Le diagnostic dégagé par l’étude menée par le collectif Nos services publics (NSP) montre, comme c’est souvent le cas, que c’est avec des idées simples que l’on fait des politiques publiques efficaces. Il faut pour cela que les finalités et les objectifs qui leur correspondent soient clairement  identifiés, solidement étayés et mis en cohérence de façon convaincante. C’est la démarche retenue par le collectif Nos services publics sur la base de cinq études sectorielles d’importance significative (santé, éducation, transports, justice et sécurité, fonctionnement et financement). La synthèse globale s’établit ainsi clairement de la manière suivante.
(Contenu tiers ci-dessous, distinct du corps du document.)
PR #6434, opened 2022-01-25
Add Abra

40504:


Carlgo11 (commented):
> Once enabled, your 2FA code will be required each time a cryptocurrency withdrawal is initiated, a fiat withdraw is initiated, when sending money to an Abra user or when viewing your recovery phrase.

Sounds like authorization rather than authentication.

PR #6437, opened 2022-01-26
Add CoinTracker.io

dnivi3:
Adds CoinTracker.io 2FA information


phallobst:
CoinTracker is already listed (see #5142)

dnivi3:
@phallobst Thanks, my bad - not sure how I missed it!

PR #6438, opened 2022-01-27
Add Santa Clara University

walkerselby:


entries/s/scu.edu.json
```diff
@@ -0,0 +1,22 @@
+{
+  "Santa Clara University": {
+    "domain": "scu.edu",
+    "tfa": [
+      "sms",
+      "custom-software",
+      "custom-hardware",
```
Carlgo11: From reading the [FAQ](https://www.scu.edu/technology/get-connected/duo/2fa-faqs/) it sounds like U2F/FIDO 2 keys are the only hardware 2fa methods supported by SCU. If that's correct then the custom-hardware method can be removed:
```suggestion
```

Carlgo11 (changes requested):

walkerselby:
Sounds good, was looking at Cornell, I believe, and basing it off of that; better to drop custom-hardware though. Thanks!

Carlgo11 (approved):

Carlgo11:
Yeah, every org using Duo is using it differently. Some provide special hardware tokens and some don't. Unless the process is well documented by the organization it's impossible for us to know what login methods they use :sweat_smile:

Thanks for the pull request! Once another member gives a second approval it will be merged and go live on our site.

phallobst (approved):

PR #6441, opened 2022-01-27
Update LastPass

walkerselby:
Clarify the availability of U2F, dependent on plan type.

### DIFF
--- a/entries/l/lastpass.com.json
+++ b/entries/l/lastpass.com.json
@@ -21,7 +21,7 @@
     ],
     "documentation": "https://support.logmeininc.com/lastpass/help/enable-multifactor-authentication-lp010002",
     "recovery": "https://support.logmeininc.com/lastpass/help/i-lost-my-phone-ndash-how-do-i-disable-multifactor-authentication-for-lastpass",
-    "notes": "Availability of 2FA options depends on your account type. U2F hardware tokens are only available through Duo on the free plan. On the premium plans, Yubico is supported directly.",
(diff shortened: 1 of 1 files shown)


Carlgo11 (commented):
I'm guessing that you're referring to Yubico OTP?

I think it should be clarified that U2F works on all plans through Duo.

`Availability of 2FA options depends on your account type. U2F is available through Duo integration on all plans. Yubico OTP is available on paid plans.`

Although I don't see any reason why anyone would choose Yubico OTP instead of U2F...

walkerselby:
Yeah, that is what I meant. Not sure why anyone would choose it over U2F either but hey -- just the messengers. Would you like me to commit that revision you wrote in the comments or do you got it? Thanks.

Carlgo11 (approved):

phallobst:
While we're at it: Shouldn't `sms` be listed as well? [SecureAuth](https://support.logmeininc.com/lastpass/help/secureauth-authentication-lp010034) seems to support it.

walkerselby:
> While we're at it: Shouldn't `sms` be listed as well? [SecureAuth](https://support.logmeininc.com/lastpass/help/secureauth-authentication-lp010034) seems to support it.

Sure, will add later. Looking into it, that seems to only be available on LastPass business/enterprise accounts and is not available on the free, premium, or family plans. I will add a note for that as well.

Carlgo11:
I think "Availability of 2FA options depends on your account type" covers that. If we add more to the string I'm not sure it will fit the popup div.

phallobst (approved):

PR #6444, opened 2022-01-28
Add Finary

bartocc:
name: Finary
labels: ~banking~, investing
about: La plateforme de l’investisseur moderne

PR #6449, opened 2022-01-29
Subdirectory name test

ApCoder123:
Fails when an entry is in the wrong entries subdirectory.
E.g. `entries/a/example.com` would fail. See https://github.com/2factorauth/twofactorauth/pull/6444#pullrequestreview-866982353 for an example.

### DIFF
--- a/tests/validate-json.rb
+++ b/tests/validate-json.rb
@@ -64,6 +64,15 @@ Dir.glob('entries/*/*.json') do |file|
           "File name should be the same as the domain name. Received: #{file_name}. Expected: #{expected_file_name}")
   end
 
+  folder_name = file.split('/')[1]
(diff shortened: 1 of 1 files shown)


phallobst:
Come on, only an idiot would miss that during a review! :man_facepalming: 

It would be nice to check the image files as well, though.

ApCoder123:
Is it necessary for the image files? Due to the way that `validate-images.rb` works, it will fail if the image is in the wrong folder.

phallobst:
You're right, it does - although the error message is a bit odd:
`::error file=entries/y/youhodler.com.json:: Unused image at img/a/foo.svg`
The first file name seems to be random and out of place.

Carlgo11 (approved):
I think it's a good addition 👍

phallobst (approved):

PR #6452, opened 2022-01-30
Add Stan

fletcherdodd:


phallobst (approved):
I wouldn't mind using a logo like in their [favicon](https://www.stan.com.au/favicon.ico), but this should do too.

Carlgo11 (approved):

PR #6453, opened 2022-01-30
Ignore exclusions for regions.json

phallobst:
A "region" like `-se` should not be included in the API files IMHO.


Carlgo11 (approved):

ApCoder123:
The note on excluded regions in [API.md](https://github.com/2factorauth/twofactorauth/blob/master/api.md#elements) should probably also be removed.

phallobst:
This PR is only about the `regions.json` file (e.g. how many entries there are per region etc.), not about the regions per entry.

ApCoder123:
Whoops, sorry - I hadn't looked at the PR properly, only briefly read the description.

ApCoder123 (approved):

PR #5000, opened 2020-10-08
Add Migros

jokay:
Adds [Migros](https://www.migros.ch).

rank-migros

PR #6458, opened 2022-01-31
Add Trimble

pitdicker:
Trimble offers products for all kinds of Industries, I am only familiar with their construction solutions. Ca. #5000 on Alexa.


phallobst:
The 2FA refers to the "Trimble ID" service, which in turn is used by [sketchup.com](https://sketchup.com) or [novapoint.com](https://novapoint.com), right?

pitdicker:
O, I didn't realize Trimble could be seen as a '2FA provider'. Is that a reason not to include the site? I only know Tekla Structures and SketchUp, which are products of Trimble but which happen to have their own sites.

Carlgo11 (approved):
From what I can see Trimble isn't a 2FA provider but a authentication provider (among other things).
Since services like Okta, OneLogin and Auth0 are listed I don't think Trimble should be a problem.

PR #7862, opened 2023-12-12
Clean up SVG code

Carlgo11:
Minor cleanup of SVG files because I had nothing better to do.


kmpoppe (approved):
Superb work, as always l.

Issue #7869, opened 2023-12-18
Update University of Colorado Boulder


person1234-ux:
### Site name

University of Colorado Boulder

### Site URL

https://canvas.colorado.edu/

### Update reason

Other (please describe below).

### Additional information

univeristy is going to implement 2fa via duo on January 9th so I believe its appropriate to remove the links to their twitter and email in the mean while
[
<img width="991" alt="Screenshot 2023-12-17 at 7 09 23 PM" src="https://github.com/2factorauth/twofactorauth/assets/76968588/b1d00400-c7b5-4951-ad08-74fc335cfbad">
](url)

https://oit.colorado.edu/services/identity-access-management/duo-multi-factor-authentication#useduo
Documentation of what methods will be supported on January 9th. 
### Issue Eligibility

- [X] The issue I'm creating is not a duplicate of an existing [issue](https://github.com/2factorauth/twofactorauth/issues).
- [X] The issue I'm creating is not a duplicate of an existing [pull request](https://github.com/2factorauth/twofactorauth/pulls)

noahggarrett-1:
https://oit.colorado.edu/services/identity-access-management/duo-multi-factor-authentication#useduo link to documentation of what methods will be supported starting January 9th.

PR #7870, opened 2023-12-18
Update CU Boulder

person1234-ux:
see issue #7869 for why


hkamran80 (changes requested):
Please add links to documentation and the supported MFA methods if you're removing the `contact` object.

PR #7887, opened 2024-01-18
Updated Kungliga Tekniska Högskolan image

soodaayush:


hkamran80:
The unminified SVG is 52 KB, the minified SVG is 38 KB, and the current PNG is 1.6 KB. Because of the differences in file size between the SVGs and the PNG, I think it is best to keep the PNG at this time. If you can optimize the SVG further, please either reopen this pull request or create a new one.

Thank you for contributing to the 2FA Directory.

PR #7915, opened 2024-02-08
Update Deutsche Telekom

arxo:
Setting up an authenticator app unfortunately requires providing a mobile phone number as fallback.

### DIFF
--- a/entries/t/telekom.de.json
+++ b/entries/t/telekom.de.json
@@ -9,7 +9,7 @@
     "categories": [
       "utilities"
     ],
-    "notes": "Mobile phone number required as fallback when enabling authenticator app.",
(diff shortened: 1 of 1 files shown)


entries/t/telekom.de.json
```diff
@@ -9,6 +9,7 @@
     "categories": [
       "utilities"
     ],
+    "notes": "Mobile phone number required as fallback when enabling authenticator app.",
```
Carlgo11: I suggest this rephrasing as it will better align with the notes for sites with similar requirements.
```suggestion
    "notes": "Software 2FA requires setting up SMS 2FA as a fallback.",
```

Carlgo11 (changes requested):

Carlgo11 (approved):

PR #7919, opened 2024-02-10
Update uber.com.json

RedRubble:
Uber now appears to have TOTP available. See attached images.
Uber 2FA1
Uber 2FA2


RedRubble:
Just saw the previous issue.

PR #7935, opened 2024-03-01
Update Spaceship

fletcherdodd:
Not sure if it's too early since MFA is currently being rolled out.

### DIFF
--- a/entries/s/spaceship.com.au.json
+++ b/entries/s/spaceship.com.au.json
@@ -5,7 +5,11 @@
 			"spaceshipinvest.com.au"
 		],
 		"tfa": [
-			"sms"
+			"sms",
+			"custom-software",
+		],
+		"custom-software": [
+			"WhatsApp"
 		],
 		"documentation": "https://help.spaceship.com.au/en/articles/8695426",
 		"categories": [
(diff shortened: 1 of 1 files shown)


entries/s/spaceship.com.au.json
```diff
@@ -4,11 +4,10 @@
 		"additional-domains": [
 			"spaceshipinvest.com.au"
 		],
-		"contact": {
-			"facebook": "SpaceshipAU",
-			"twitter": "SpaceshipAU",
-			"email": "hello@spaceship.com.au"
-		},
+		"tfa": [
+			"sms"
```
hkamran80:
```suggestion
			"sms",
			"custom-software",
		],
		"custom-software": [
			"WhatsApp"
```

hkamran80 (changes requested):

entries/s/spaceship.com.au.json
fletcherdodd: Wasn't sure whether or not it counted as a different method to SMS so I left it out.

hkamran80 (approved):

entries/s/spaceship.com.au.json
hkamran80: I think it's definitely a different method.

hkamran80 (approved):

PR #7956, opened 2024-03-16
Add Resend

hkamran80:
There is no documentation that I can find, but they support TOTP.

Resend - MFA


entries/r/resend.com.json
```diff
@@ -0,0 +1,11 @@
+{
+  "Resend": {
+    "domain": "resend.com",
+    "tfa": [
+      "totp"
+    ],
+    "categories": [
+      "communication"
```
Carlgo11: Is it not more of a developer product? Or perhaps both categories should be used?

hkamran80: It is a developer product, but I put in communication because tools like SendGrid are in there. I'll add the developer category.

Carlgo11 (approved):

PR #8012, opened 2024-05-02
Add Spaceship

fletcherdodd:
No public documentation exists for the 2FA.

Proof of the two methods:
spaceship2fa


Carlgo11:
@fletcherdodd I think you need to update your branch before the test can pass.

hkamran80 (approved):

PR #8014, opened 2024-05-02
Remove Yammer

fletcherdodd:


Carlgo11 (commented):
I'm not sure if listing Viva Engage is the best thing. As it's a part of the Microsoft 365 suite it might be better to remove Yammer completely as Microsoft 365 is already listed here.

fletcherdodd:
> I'm not sure if listing Viva Engage is the best thing. As it's a part of the Microsoft 365 suite it might be better to remove Yammer completely as Microsoft 365 is already listed here.

I definitely agree, I thought about doing this but opted to updated it instead. Will remove it shortly.

hkamran80:
Should `yammer.com` be added to the Microsoft 365 entry as an additional domain?

fletcherdodd:
> Should `yammer.com` be added to the Microsoft 365 entry as an additional domain?

Good thinking! Done.

entries/o/office.com.json
```diff
@@ -5,7 +5,9 @@
       "login.microsoftonline.com",
       "office.microsoft.com",
       "microsoft365.com",
-      "office365.com"
+      "office365.com",
+      "cloud.micrsoft",
```
hkamran80:
```suggestion
      "cloud.microsoft",
```

hkamran80 (changes requested):

hkamran80 (approved):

Le  centre de la réflexion sur la politique des services publics doit se situer dans le champ des besoins sociaux et non dans celui des moyens, notamment des dotations budgétaires comme c’est généralement le cas aujourd’hui. C’est un choix pertinent, mais qui peut présenter de sérieuses difficultés d’évaluation des valeurs d’usage et des effets externes. En face de cette évaluation des besoins, qui doit être un préalable, celle des moyens doit évidemment être poursuivie et améliorée. Mais comme le soulignent les auteurs, ce n’est pas leur croissance lente, parfois déniée, qui doit principalement retenir l’attention, mais le fait que la croissance des moyens est inférieure à celle des besoins sociaux et que l’écart entre les deux évolutions est croissant au cours des quarante dernières années. Il s’ensuit que la précarité des couches les plus pauvres de la population s’accroît, tandis que de nouvelles opportunités lucratives s’ouvrent pour le secteur privé. 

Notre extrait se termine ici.